Summary

This paper presents a method for transferring RL manipulation policies between robots with different morphologies (different joints, kinematics, and dynamics) using a shared latent space. By training encoders/decoders that map source and target robot state-action pairs to a common latent space via adversarial training and cycle consistency, the approach achieves zero-shot policy transfer without requiring target domain rewards or expert demonstrations.
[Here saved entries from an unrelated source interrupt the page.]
PR #1688, opened 2024-04-15
fix: Revert test

Raid5594:
## What ❔

Fixing the reverter test.
Fixes EVM-539

## Why ❔

Updates related to shared bridge.

## Checklist


core/lib/zksync_core/src/block_reverter/mod.rs
```diff
@@ -340,21 +340,27 @@ impl BlockReverter {
...
         let web3 = Web3::new(Http::new(&eth_config.eth_client_url).unwrap());
         let contract = state_transition_chain_contract();
-        let signer = PrivateKeySigner::new(
-            eth_config
-                .reverter_private_key
-                .expect("Private key is required to send revert transaction"),
-        );
+        // Your hexadecimal string
+        let hex_string = "e131bc3f481277a8f73d680d9ba404cc6f959e64296e0914dded403030d4f705";
+
```
Raid5594, line 345: Where's the best way to place the private key?

I was thinking of extending the `eth_sender` with something like this:

    // Don't load private key, if it's not required.
    #[deprecated]
    pub fn reverter_private_key(&self) -> Option<H256> {
        std::env::var("0xe131bc3f481277a8f73d680d9ba404cc6f959e64296e0914dded403030d4f705")
            .ok()
            .map(|pk| pk.parse().unwrap())
    }

core/lib/zksync_core/src/block_reverter/mod.rs
```diff
@@ -340,21 +340,27 @@ impl BlockReverter {
...
-            .expect(
-                "Either `revertBlocks` or `revertBatches` function must be present in contract",
-            );
+        let revert_function = contract.function("revertBatchesSharedBridge").expect(
+            "Either `revertBlocks` or `revertBatches` function must be present in contract",
+        );
         let data = revert_function
-            .encode_input(&[Token::Uint(last_l1_batch_to_keep.0.into())])
+            .encode_input(&[
+                Token::Uint(270.into()),
```
Raid5594, line 361: What would be the right way to fetch l2 chain id?

core/lib/zksync_core/src/block_reverter/mod.rs
mm-zk: normally we load the private keys from the environment variables.
(like it was here before: eth_config.reverter_private_key

mm-zk:
You also have to uncomment: https://github.com/matter-labs/zksync-era/blob/kl-factory/.github/workflows/ci-core-reusable.yml#L219

so that this revert test is actually run in the CI

etc/env/base/private.toml
```diff
@@ -9,6 +9,7 @@ test_database_prover_url = "postgres://postgres:notsecurepassword@localhost:5433
 [eth_sender.sender]
 # Set in env file for development, production, staging and testnet.
 operator_private_key = "0x27593fea79697e947890ecbecce7901b0008345e5d7259710d0dd5e500d040be"
+reverter_private_key = "0xe131bc3f481277a8f73d680d9ba404cc6f959e64296e0914dded403030d4f705"
```
mm-zk, line 12: comment how this differs. (and why do we even need a separate key for the reverter and cannot simply reuse the operator key)

core/tests/revert-test/tests/tester.ts
```diff
@@ -10,7 +10,8 @@ export class Tester {
         public ethProvider: ethers.providers.Provider,
         public ethWallet: ethers.Wallet,
         public syncWallet: zkweb3.Wallet,
-        public web3Provider: zkweb3.Provider
+        public web3Provider: zkweb3.Provider,
+        public hyperchainAdmin: ethers.Wallet
```
mm-zk, line 14: can you add a small comment on what is a hyperchain admin?

core/lib/zksync_core/src/block_reverter/mod.rs
```diff
@@ -333,6 +336,7 @@ impl BlockReverter {
         priority_fee_per_gas: U256,
         nonce: u64,
     ) {
+        const DEFAULT_ZKSYNC_CHAIN_ID: u128 = 270; // Default value if the environment variable is not set or cannot be parsed
```
mm-zk, line 339: too risky. If env variable is not set  - and AFAIK this is a separate tool, right? - then I'd prefer to crash (assert) mentioning that this is a wrong config.

mm-zk (changes requested):

etc/env/base/private.toml
Raid5594: You were right, we can use the same key

core/tests/revert-test/tests/tester.ts
Raid5594: Added, using the same wallet as ethWallet didn't work here, the server would fail after one of txs

core/tests/revert-test/tests/tester.ts
```diff
@@ -50,7 +57,10 @@ export class Tester {
             console.log(`Canceled ${cancellationTxs.length} pending transactions`);
         }
 
-        return new Tester(ethProvider, ethWallet, syncWallet, web3Provider);
+        const baseTokenAddress = process.env.CONTRACTS_BASE_TOKEN_ADDR!;
+        const isETHBasedChain = baseTokenAddress == zkweb3.utils.ETH_ADDRESS_IN_CONTRACTS;
+
+        return new Tester(ethProvider, ethWallet, syncWallet, web3Provider, hyperchainAdmin, isETHBasedChain, baseTokenAddress);
```
Raid5594, line 63: Added basetoken address & check for chain type in Tester

.github/workflows/ci-core-reusable.yml
```diff
@@ -216,13 +216,11 @@ jobs:
       - name: Fee projection tests
         run: ci_run zk test i fees
 
-      - name: Run revert test - DISABLED (EVM-539)
```
StanislavBreadless, line 219: there are two places in CI where it is disabled, you've turned on only one of those

Raid5594: Ah ok thanks!

PR #1690, opened 2024-04-15
refactor: removed polling from external io

pompon0:
ExternalIO contained unnecessary sleeps, which slowed down block processing.


RomanBrodetski (approved):
This looks strictly better - I might be missing something so let's also wait for @slowli 's review

core/lib/zksync_core/src/sync_layer/external_io.rs
```diff
@@ -220,34 +217,31 @@ impl StateKeeperIO for ExternalIO {
...
-                    anyhow::bail!("unexpected action in the action queue: {other:?}");
-                }
-                None => {
-                    tokio::time::sleep(POLL_INTERVAL).await;
-                }
+        let Some(action) = self.actions.recv_action(max_wait).await else {
+            return Ok(None);
+        };
+        match action {
+            SyncAction::OpenBatch {
```
slowli, line 224: Bikeshedding: I'd retain matching on the `Option`al action instead of a let-else above, IMO, it's a tiny bit more readable.

slowli (approved):
I wanted to do a similar refactoring myself 🙃 I *think* it's safe and equivalent to the previous implementation. Maybe, there was a reason @popzxc has organized waiting in a cycle, but I cannot think of one.

PR #1696, opened 2024-04-16
refactor: Rename miniblock to l2 block – base + state keeper

slowli:
## What ❔

Renames "miniblock" to "L2 block" in types, DAL and state keeper.

## Why ❔

- "Miniblock" is an internal term that is somewhat difficult to understand; "L2 block" is better in this regard.
- It makes sense for renaming to be complete (i.e., not only concern logs, but also the codebase), so that naming is reasonably consistent.

## Checklist


slowli:
May be obvious: if this approach is OK, I plan to create smaller follow-up PRs to change naming in other components.

perekopskiy (dismissed):
Nice!

perekopskiy (approved):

本文提出一種透過共享潛在空間在不同形態機器人之間轉移操控策略的方法,利用對抗訓練和循環一致性損失,無需目標域獎勵函數或專家示範即可實現零樣本策略遷移。

Prerequisites

  • Reinforcement learning (RL) — the source domain policy is trained with RL; understanding policy gradients and MDPs is needed
  • Variational autoencoders / latent space representations — the core of the method is projecting robot states/actions into a shared latent space
  • Generative adversarial training — used to align the latent distributions of source and target domains
  • Cycle consistency (CycleGAN) — the key constraint ensuring unpaired cross-domain alignment without ground-truth correspondences

Core Idea

Instead of directly transferring a policy from one robot to another (impossible due to different state/action spaces), the method trains a source robot with a latent-space policy where states and actions are projected to/from an embodiment-agnostic latent space. At transfer time, only new encoders/decoders for the target robot need to be trained to align with the same latent space using unpaired, unaligned data — no task reward or expert demos required. The cycle consistency constraint (source → latent → target → latent → source should recover the original) prevents collapse while adversarial training ensures the latent distributions match.

Results

SettingTransfer
Panda → Sawyer (sim-to-sim)Successful pick-and-place transfer
Panda → xArm6 (sim-to-real)Successful real-world deployment

Zero-shot transfer without any target domain RL training or expert demonstrations.

Limitations

  • Author-stated: Assumes both robots can solve the same task at roughly the same speed (temporal alignment assumption)
  • Author-stated: Source code available but real-world setup requires specific hardware
  • Unstated: The approach requires the task to be achievable by both embodiments; it may struggle when kinematic constraints make the same strategy infeasible on the target robot
  • Unstated: Evaluated on relatively simple pick-and-place; contact-rich or dexterous tasks may be harder to transfer

Reproducibility

Insights

The cycle consistency insight from CycleGAN applied to robot embodiment transfer is elegant — it sidesteps the need for paired demonstrations, which is a major practical barrier. The three-stage pipeline (source policy learning, target alignment, deployment) cleanly separates concerns. This work predates the VLA/foundation model era; a future direction is whether large pre-trained robot policies make explicit latent alignment unnecessary via in-context adaptation.

Connections

Raw Excerpt

To achieve cross-embodiment policy transfer, our key insight is to project the state and action spaces of the source and target robots to a common latent space representation.